Gray sets the book within a social and historical context of the times (e.g. the particular forceful Belleville Orange Lodge and its very poor treatment of Dunbar Moodie, Susanna's husband). Gray vividly describes what it was like to be a pioneer in a vast forested country with cold, bitter winters: forging their first often crude home, vegetable garden and fields out of this wilderness and the times of homesickness, isolation, loneliness, poverty and hunger like they never experienced before. A typical morning included "stoves to stoke, chickens to feed, eggs to collect, babies to feed and dress, porridge to make, all the baking to be done- the bread, pies and cake required to feed not just growing families but also hired help for the fields, kitchen gardens needed weeding and watering from late April onward" and much much more.
And yet the two sisters, Susanna Moodie and Catherine Parr Trail (who lived to 82 and 97 respectively), became successful accomplished authors, their books still in print, in spite of the many rejections from potential publishers. As female authors at that time, this was a huge accomplishment especially considering the very real hardships of being a pioneer settler in 1835. Two lives very difficult for us even to imagine!

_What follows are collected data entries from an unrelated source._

PR #112, opened 2019-06-07
Make train_ppo compatible with both PointNav goal sensors

JasonJiazhiZhang:
## Motivation and Context
Make  train_ppo.py compatible with both types of PointNav goal sensor (static_pointgoal/pointgoal). Remove hardcoded goal/task/dataset information from the script. Now train_ppo.py access those information from config files specified through `--task-config` option.  
Policy, Agent, Benchmark, and tests are modified accordingly.

In the future, would like to make PPO general for different tasks, not just for PointNav tasks. But this is beyond the scope of this PR. 

## How Has This Been Tested
test_baseline_agents.py has been modified for this change. Other tests pass as usual.
```
================================================================= test session starts =================================================================
platform linux -- Python 3.7.3, pytest-4.6.2, py-1.8.0, pluggy-0.12.0
rootdir: /private/home/jiazhi/habitat-api, inifile: setup.cfg, testpaths: test
collected 44 items

test/test_baseline_agents.py ..                                                                                                                 [  4%]
test/test_config.py ..                                                                                                                          [  9%]
test/test_dataset.py ..........                                                                                                                 [ 31%]
test/test_habitat_env.py ..........s                                                                                                            [ 56%]
test/test_habitat_example.py ....                                                                                                               [ 65%]
test/test_install.py .                                                                                                                          [ 68%]
test/test_mp3d_eqa.py sss                                                                                                                       [ 75%]
test/test_pointnav_dataset.py .ss.                                                                                                              [ 84%]
test/test_sensors.py .....                                                                                                                      [ 95%]
test/test_trajectory_sim.py ..                                                                                                                  [100%]

=============================================================== short test summary info ===============================================================
SKIPPED [1] test/test_habitat_env.py:348: unconditional skip
SKIPPED [1] /private/home/jiazhi/habitat-api/test/test_mp3d_eqa.py:93: Please download Matterport3D EQA dataset to data folder.
SKIPPED [1] /private/home/jiazhi/habitat-api/test/test_mp3d_eqa.py:111: Please download Matterport3D EQA dataset to data folder.
SKIPPED [1] /private/home/jiazhi/habitat-api/test/test_mp3d_eqa.py:150: Please download Matterport3D EQA dataset to data folder.
SKIPPED [1] /private/home/jiazhi/habitat-api/test/test_pointnav_dataset.py:68: Test skipped as dataset files are missing.
SKIPPED [1] /private/home/jiazhi/habitat-api/test/test_pointnav_dataset.py:96: Test skipped as dataset files are missing.
======================================================= 38 passed, 6 skipped in 166.61 seconds ========================================================
```

## Types of changes

## Checklist


habitat_baselines/agents/ppo_agents.py
```diff
@@ -135,11 +139,14 @@ def main():
     )
     args = parser.parse_args()
 
-    config = get_defaut_config()
-    config.INPUT_TYPE = args.input_type
-    config.MODEL_PATH = args.model_path
+    task_config = get_config(args.task_config)
```
mathfac: Logically `task_config` is `config.TASK`. Let's use, just `config` here.

habitat/core/benchmark.py
```diff
@@ -22,13 +22,11 @@ class Benchmark:
...
     Args:
-        config_paths: file to be used for creating the environment.
-        config_dir: directory where config_paths is located.
+        config: environment config object for creating environment.
     """
 
-    def __init__(self, config_paths: Optional[str] = None) -> None:
-        config_env = get_config(config_paths)
-        self._env = Env(config=config_env)
+    def __init__(self, config: Optional[Config] = None) -> None:
```
mathfac: There is a reason why we specify path here, not config itself.

habitat/config/default.py
```diff
@@ -30,6 +30,7 @@
 _C.TASK.SUCCESS_DISTANCE = 0.2
 _C.TASK.SENSORS = []
 _C.TASK.MEASUREMENTS = []
+_C.TASK.GOAL_SENSOR_UUID = "pointgoal"
```
mathfac: Maybe both `_C.TASK.SUCCESS_DISTANCE` and `_C.TASK.GOAL_SENSOR_UUID` worth to move to `_C.TASK.NAV.GOAL_SENSOR_UUID/SUCCESS_DISTANCE` as it doesn't look general for all tasks types.

habitat_baselines/train_ppo.py
```diff
@@ -158,7 +158,7 @@ def construct_envs(args):
     return envs
 
 
-def main():
+def run_training():
```
mathfac:
```suggestion
def run_training(args):
```
Maybe, lets add `args` as params that will make possible to run this function from tests.

habitat/config/default.py
JasonJiazhiZhang: Didn't realize that both `TASK.SUCCESS_DISTANCE` and `TASK.GOAL_SENSOR_UUID` aren't general. Then it looks like there's much more work to be done to generalize agents

habitat_baselines/train_ppo.py
JasonJiazhiZhang: I'll leave this as is for now, will make changes like this in a separate PR about making train_ppo testable.

mathfac:
Checked the changes, looks good to me. Will leave to @abhiskk, @apsdehal, @erikwijmans to take a look. Can you test it with running PPO training with `static_pointgoal`? Thanks!

JasonJiazhiZhang:
> Checked the changes, looks good to me. Will leave to @abhiskk, @apsdehal, @erikwijmans to take a look. Can you test it with running PPO training with `static_pointgoal`? Thanks!

Refactored `train_ppo.py` runs `static_pointgoal` without issues. Just need to change SENSORS and GOAL_SENSOR_UUID in config file

habitat_baselines/train_ppo.py
```diff
@@ -111,8 +111,8 @@ def construct_envs(args):
     baseline_configs = []
 
     basic_config = cfg_env(config_paths=args.task_config, opts=args.opts)
-
-    scenes = PointNavDatasetV1.get_scenes_to_load(basic_config.DATASET)
+    dataset = make_dataset(basic_config.DATASET.TYPE)
+    scenes = dataset.__class__.get_scenes_to_load(basic_config.DATASET)
```
apsdehal: Is this the right way to do it? It should be a class method.

habitat_baselines/rl/ppo/policy.py
```diff
@@ -63,10 +71,12 @@ class Net(nn.Module):
     goal vector with CNN's output and passes that through RNN.
     """
 
-    def __init__(self, observation_space, hidden_size):
+    def __init__(self, observation_space, hidden_size, goal_sensor_uuid):
```
erikwijmans: What a "goal_sensor" is is very task specific.  Different task will have wildly different ideas of a goal sensor (i.e. EQA has questions).  The network here should be a default network that doesn't have an idea of a goal and then you make a PointNavNetwork by inheriting from the Net and implementing something like `get_goal_embedding`.  Now instead of `x =  observations[self.goal_sensor_uuid]` you have something like `x = self.get_goal_embedding(observations)`.  That would just return `observations['pointgoal']` for PointNav, but allows something like EQA or ObjectNav to be done with minimal changes.

habitat_baselines/rl/ppo/policy.py
```diff
@@ -12,12 +12,20 @@
 
 
 class Policy(nn.Module):
```
erikwijmans: The policy should either take which type of network it uses as an argument or this is done via inheritance (I am more partial to an argument).  See bellow for the reason for different networks.

habitat_baselines/rl/ppo/policy.py
mathfac: @erikwijmans, agree with all your points. Maybe, we can make it as a next step, as a the scope of this task was more narrow. @JasonJiazhiZhang, let's reflect it in PR title. Something, like `Made PPO less tangled with pointnav task."

abhiskk:
Sorry but I am slightly lost for context here, the aim of the PR is a good one but I don't have a concrete way of checking whether the generalization to different task works well. I see that the PointNav sensor has been abstracted away into a parameter but the codebase still feels very attached to the PointNav task. @JasonJiazhiZhang if you are planning to make it general for other tasks maybe a good way to test the generalization is to add a dummy task (like RoomNav) and then testing how you can modify the code for generalizing to that usecase.

habitat/config/default.py
```diff
@@ -158,7 +161,6 @@
 _C.DATASET.POINTNAVV1.DATA_PATH = (
```
mathfac: Can we also do this change:
```suggestion
_C.DATASET.DATA_PATH = (
```

habitat_baselines/train_ppo.py
mathfac: @apsdehal, what exactly do you mean?

erikwijmans: Class and static methods are also callable/work as expected when using an instance of the class.
i.e. `scenes = dataset.get_scenes_to_load(basic_config.DATASET)`

JasonJiazhiZhang: Fixed.

mathfac:
Can you re-merge with master as it has conflict. Are you user Mp3d_eqa tests are passing?
I would expect value of MP3D default path should be adde here: https://github.com/facebookresearch/habitat-api/blob/master/configs/test/habitat_mp3d_eqa_test.yaml

PR #116, opened 2019-06-07
Adding jupyter notebook illustrating the cameras

oawiles:
## Motivation and Context

Demonstrates how to extract the cameras in the habitat API and how these relate to
the given depth and new views.

## How Has This Been Tested

The jupyter notebook can be used to render random examples to verify that the
camera transformations are correct.

## Types of changes

## Checklist


mathfac:
@oawiles thank you for sending the PR and intention to make Habitat better. Can you elaborate more what exactly you call camera here and what the example should illustrate?

@msavva, @erikwijmans, maybe that make more sense to have this notebook on `habitat-sim` side as it illustrates HSIM related entities.
Regarding code itself:
- You can check [the existing notebook](https://github.com/facebookresearch/habitat-api/blob/master/notebooks/habitat-api-demo.ipynb) regarding code style: access of config fields, name of the notebook file, comments style etc.
- Looks like there is a redundant code in the notebook: we can get rid of SimpleRLEnv definition and goal radius and use `Env` class.

oawiles:
I was trying to use the habitat environment for doing view synthesis, e.g. given a viewpoint then project it into a new viewpoint. However, how to actually go from one view to another was not clear (e.g. the change of coordinate system, the intrinsic parameters, etc.) as this is not the main use of the code base. With some help from erikwijmans, I managed to get this to work. He/Manolis suggested that this could be useful for other people and that I should create a pull request to demonstrate how I did this? If this is not actually helpful no worries.

erikwijmans:
Yep, I definitely think this is helpful.  I think it makes sense to live in the API repo.  It would also make sense to live in the simulator repo, but no need to re-write/move it.

erikwijmans:
Couple suggestions:
1.  Let's name the notebook something a little more descriptive.  Like `relative_camera_views_demo`?  (@msavva @mathfac suggestions?)

2.

```python
    env._sim.set_agent_state(agent_id=0, position=translation, 
                         rotation=rotation)

    rgb = env.render(mode='rgb')
    depth = env.render(mode='depth')[:,:,0]

    depths += [depth]
    rgbs += [rgb]
```
should be
```python
    obs = env._sim.get_observations_at(position=translation, rotation=rotation)
    depths += [obs["depth"][...,0]]
    rgbs += [obs["rgb"]
```

erikwijmans:
The negotiations on the rotation and translation parts of the transformation matrix was confusing to me.  I took at stab at re-writing that so it is less confusing

```
# Intrinsic parameters, K

K = np.array([
    [1 / np.tan(hfov / 2.), 0., 0., 0.],
    [0., 1 / np.tan(hfov / 2.), 0., 0.],
    [0., 0.,  1, 0],
    [0., 0., 0, 1]])

# Now get an approximation for the true world coordinates -- see if they make sense
# [-1, 1] for x and [1, -1] for y as array indexing is y-down while world is y-up
xs, ys = np.meshgrid(np.linspace(-1,1,W), np.linspace(1,-1,W)) 
depth = depths[0].reshape(1,W,W) 
xs = xs.reshape(1,W,W)
ys = ys.reshape(1,W,W)

# Unproject
# negate depth as the camera looks along -Z
xys = np.vstack((xs * depth , ys * depth, -depth, np.ones(depth.shape)))
xys = xys.reshape(4, -1)
xy_c0 = np.matmul(np.linalg.inv(K), xys)

# Now load in the cameras, are in the format camera --> world
# Camera 1:
quaternion_0 = cameras[0].sensor_states['depth'].rotation
translation_0 = cameras[0].sensor_states['depth'].position
rotation_0 = quaternion.as_rotation_matrix(quaternion_0)
T_world_camera0 = np.eye(4)
T_world_camera0[0:3,0:3] = rotation_0
T_world_camera0[0:3,3] = translation_0

# Camera 2:
translation_1 = cameras[1].sensor_states['depth'].position
quaternion_1 = cameras[1].sensor_states['depth'].rotation
rotation_1 = quaternion.as_rotation_matrix(quaternion_1)
T_world_camera1 = np.eye(4)
T_world_camera1[0:3,0:3] =  rotation_1
T_world_camera1[0:3,3] = translation_1

# Invert to get world --> camera
T_camera1_world = np.linalg.inv(T_world_camera1)

# Transformation matrix between views
# Aka the position of camera0 in camera1's coordinate frame
T_camera1_camera0 = np.matmul(T_camera1_world, T_world_camera0)

# Finally transform actual points
xy_c1 = np.matmul(T_camera1_camera0, xy_c0)
xy_newimg = np.matmul(K, xy_c1)

# Normalize by negative depth
xys_newimg = xy_newimg[0:2,:] / -xy_newimg[2:3,:]
# Flip back to y-down to match array indexing
xys_newimg[1] *= -1
print('Transformed points')
```

This outputs the same thing and is hopefully more straight forward (there are a bunch of different ways to do this, so it may be that we are just familiar with different ways :) )

oawiles:
OK that sounds good. I'll make those changes and re-push.

oawiles:
So I tried to change, as you suggested above to:
`obs = env._sim.get_observations_at(position=translation, rotation=rotation)`.
However, I got an error: AttributeError: 'HabitatSim' object has no attribute 'get_observations_at'/

I made the other changes. I agree that the way you wrote it makes the change in coordinate system clearer.

erikwijmans:
> So I tried to change, as you suggested above to:
obs = env._sim.get_observations_at(position=translation, rotation=rotation).
However, I got an error: AttributeError: 'HabitatSim' object has no attribute 'get_observations_at'/

You probably need to install habitat-api again (that was recently landed).

oawiles:
OK I tried to change as you suggested:

`    obs = env._sim.get_observations_at(position=translation, rotation=rotation)
      depths += [obs["depth"][...,0]]
      rgbs += [obs["rgb"]`

However, this causes problems as the given translation and rotation are not those that are used for the camera (they are the agent's transformations I believe). However, when I use `set_agent_state` then this updates the cameras correctly. I'm not sure as to the relationship between these two sets of cameras.

erikwijmans:
Ah yes, we need to add `keep_agent_at_new_pose=True`

oawiles:
OK I've made the change and now it all seems to work.

mathfac:
@oawiles thank you for the iterations. Can you add similar notebook test like [this](https://github.com/facebookresearch/habitat-api/blob/master/test/test_demo_notebook.py) and make sure it's passing?

oawiles:
OK I'll make the suggestions you said. However, I'm not sure the relative path update is right. When I run the notebook it expects the paths to be there (and this is also how the [other](https://github.com/facebookresearch/habitat-api/blob/master/notebooks/habitat-api-demo.ipynb) notebook does it) so I think it is a property of jupyter.

mathfac:
@oawiles my bad, you’re right.

oawiles:
OK done.

mathfac:
@oawiles thank you for contributing such non-trivial and important example notebook. I am sure others will benefit from it and for all follow-ups to keep it runnable/testable and self-explanatory.

oawiles:
@mathfac Thank you!

erikwijmans:
Yes, thank you very much!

Susanna Moodie's "Roughing It in the Bush" covers much of the first half of this book, and is MUCH more entertaining than this version. Read "Sisters in the Wilderness" to find out what happens when Mrs. Moodie's book ends. It turns out that she does not have a very happy or easy life.
Details of the early years show that pioneers were unbelievably tough. However, their husbands are portrayed as completely inept and unsuited. Perhaps they were, but coming from a feminist author does create some doubt...
A great book that provides wonderful insight into the trials of life early in Canadian history along with the social and economic challenges.